Segment Start: PROVIDED INFORMATION
PR #103, opened 2021-03-22
Enable support for "getting started" with kind on OS X

### LINKED ISSUE #102: Enable "getting-started" scenario with kind on OS X
Currently, the [getting started instructions](https://open-cluster-management.io/getting-started) for creating a hub cluster and managed cluster with kind do not work for OS X.  

This is due to the fact that the docker networking works differently from linux on OS X. The main issue is that it is not possible to reach directly a docker address on the docker networks such as `172.18.0.2` from the host on OS X. On linux those addresses are reachable, but there are still issues if using a version of kind > v 0.7 as pointed out in [this issue](https://github.com/kubernetes-sigs/kind/issues/1916) because kind > v0.7 uses host names instead than IP addresses and hosts name resolution does not work on the linux host for internal docker addresses.

pdettori:
Fixes #102

### DIFF
--- a/Makefile
+++ b/Makefile
@@ -40,6 +40,8 @@ KLUSTERLET_KUBECONFIG_CONTEXT?=$(shell $(KUBECTL) config current-context)
 KLUSTERLET_KIND_KUBECONFIG?=$(HOME)/cluster1-kubeconfig
 HUB_KIND_KUBECONFIG?=$(HOME)/hub-kubeconfig
 KIND_CLUSTER?=kind
+MANAGED_CLUSTER?=cluster1
+HUB_CLUSTER?=hub
 
 OPERATOR_SDK_ARCHOS:=x86_64-linux-gnu
 ifeq ($(GOHOSTOS),darwin)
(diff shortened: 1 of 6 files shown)


Makefile
```diff
@@ -119,22 +122,23 @@ cluster-ip:
   CLUSTER_IP?=$(shell $(KUBECTL) get svc kubernetes -n default -o jsonpath="{.spec.clusterIP}")
 
 cluster-hub-ip-kind:
-  CLUSTER_IP_KIND?=$(shell $(KUBECTL) --kubeconfig=$(HUB_KIND_KUBECONFIG) config view | grep server | awk '{ print $2 }' | cut -f3 -d/ | cut -f1 -d:)
+  	CLUSTER_IP_KIND?=$(shell $(KUBECTL) --kubeconfig $(HOME)/hub-kubeconfig config view | grep server | awk '{ print $2 }' | cut -f3 -d/)
 
 bootstrap-secret: cluster-ip
 	cp $(KUBECONFIG) dev-kubeconfig
-	$(KUBECTL) config use-context $(KLUSTERLET_KUBECONFIG_CONTEXT)
+	$(KUBECTL) config use-context kind-$(MANAGED_CLUSTER)
```
qiujian16: I think this will affect our e2e test.

Makefile
```diff
@@ -40,6 +40,8 @@ KLUSTERLET_KUBECONFIG_CONTEXT?=$(shell $(KUBECTL) config current-context)
 KLUSTERLET_KIND_KUBECONFIG?=$(HOME)/cluster1-kubeconfig
 HUB_KIND_KUBECONFIG?=$(HOME)/hub-kubeconfig
 KIND_CLUSTER?=kind
+MANAGED_CLUSTER?=cluster1
```
qiujian16, line 42: What is the diff between MANAGED_CLUSTER and KIND_CLUSTER?

Makefile
pdettori: right, I see that now. How can I run the e2e test locally to debug ? `make test-e2e` ?

Makefile
pdettori: They are actually the same. But I think it would be clearer to just use `MANAGED_CLUSTER` as `KIND_CLUSTER` is ambiguous (the hub cluster is also a kind cluster). If you are ok with that I will just use `MANAGED_CLUSTER` and get rid of `KIND_CLUSTER`.

Makefile
qiujian16: yeah, you can run make test-e2e locally

Makefile
qiujian16: i think we can  use MANAGED_CLUSTER only

pdettori:
@qiujian16 I have updated the PR and now e2e tests are passing. I have also removed `KIND_CLUSTER`

qiujian16:
thanks, it looks good. Would you also update the README by removing the KIND_CLUSTER?

/approve

pdettori:
> thanks, it looks good. Would you also update the README by removing the KIND_CLUSTER?

Done. I also added the step to create the kind cluster and get the kubeconfig file in ./.kubeconfig as the `make deploy` was failing without that file being in place. It works fine now.

qiujian16:
thanks!

/lgtm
Segment End: PROVIDED INFORMATION
§ **PROBLEM DETAILS**
After reading the data above, return it verbatim in full.

§ **EXPECTED ANSWER**
PR #103, opened 2021-03-22
Enable support for "getting started" with kind on OS X

### LINKED ISSUE #102: Enable "getting-started" scenario with kind on OS X
Currently, the [getting started instructions](https://open-cluster-management.io/getting-started) for creating a hub cluster and managed cluster with kind do not work for OS X.  

This is due to the fact that the docker networking works differently from linux on OS X. The main issue is that it is not possible to reach directly a docker address on the docker networks such as `172.18.0.2` from the host on OS X. On linux those addresses are reachable, but there are still issues if using a version of kind > v 0.7 as pointed out in [this issue](https://github.com/kubernetes-sigs/kind/issues/1916) because kind > v0.7 uses host names instead than IP addresses and hosts name resolution does not work on the linux host for internal docker addresses.

pdettori:
Fixes #102

### DIFF
--- a/Makefile
+++ b/Makefile
@@ -40,6 +40,8 @@ KLUSTERLET_KUBECONFIG_CONTEXT?=$(shell $(KUBECTL) config current-context)
 KLUSTERLET_KIND_KUBECONFIG?=$(HOME)/cluster1-kubeconfig
 HUB_KIND_KUBECONFIG?=$(HOME)/hub-kubeconfig
 KIND_CLUSTER?=kind
+MANAGED_CLUSTER?=cluster1
+HUB_CLUSTER?=hub
 
 OPERATOR_SDK_ARCHOS:=x86_64-linux-gnu
 ifeq ($(GOHOSTOS),darwin)
(diff shortened: 1 of 6 files shown)


Makefile
```diff
@@ -119,22 +122,23 @@ cluster-ip:
   CLUSTER_IP?=$(shell $(KUBECTL) get svc kubernetes -n default -o jsonpath="{.spec.clusterIP}")
 
 cluster-hub-ip-kind:
-  CLUSTER_IP_KIND?=$(shell $(KUBECTL) --kubeconfig=$(HUB_KIND_KUBECONFIG) config view | grep server | awk '{ print $2 }' | cut -f3 -d/ | cut -f1 -d:)
+  	CLUSTER_IP_KIND?=$(shell $(KUBECTL) --kubeconfig $(HOME)/hub-kubeconfig config view | grep server | awk '{ print $2 }' | cut -f3 -d/)
 
 bootstrap-secret: cluster-ip
 	cp $(KUBECONFIG) dev-kubeconfig
-	$(KUBECTL) config use-context $(KLUSTERLET_KUBECONFIG_CONTEXT)
+	$(KUBECTL) config use-context kind-$(MANAGED_CLUSTER)
```
qiujian16: I think this will affect our e2e test.

Makefile
```diff
@@ -40,6 +40,8 @@ KLUSTERLET_KUBECONFIG_CONTEXT?=$(shell $(KUBECTL) config current-context)
 KLUSTERLET_KIND_KUBECONFIG?=$(HOME)/cluster1-kubeconfig
 HUB_KIND_KUBECONFIG?=$(HOME)/hub-kubeconfig
 KIND_CLUSTER?=kind
+MANAGED_CLUSTER?=cluster1
```
qiujian16, line 42: What is the diff between MANAGED_CLUSTER and KIND_CLUSTER?

Makefile
pdettori: right, I see that now. How can I run the e2e test locally to debug ? `make test-e2e` ?

Makefile
pdettori: They are actually the same. But I think it would be clearer to just use `MANAGED_CLUSTER` as `KIND_CLUSTER` is ambiguous (the hub cluster is also a kind cluster). If you are ok with that I will just use `MANAGED_CLUSTER` and get rid of `KIND_CLUSTER`.

Makefile
qiujian16: yeah, you can run make test-e2e locally

Makefile
qiujian16: i think we can  use MANAGED_CLUSTER only

pdettori:
@qiujian16 I have updated the PR and now e2e tests are passing. I have also removed `KIND_CLUSTER`

qiujian16:
thanks, it looks good. Would you also update the README by removing the KIND_CLUSTER?

/approve

pdettori:
> thanks, it looks good. Would you also update the README by removing the KIND_CLUSTER?

Done. I also added the step to create the kind cluster and get the kubeconfig file in ./.kubeconfig as the `make deploy` was failing without that file being in place. It works fine now.

qiujian16:
thanks!

/lgtm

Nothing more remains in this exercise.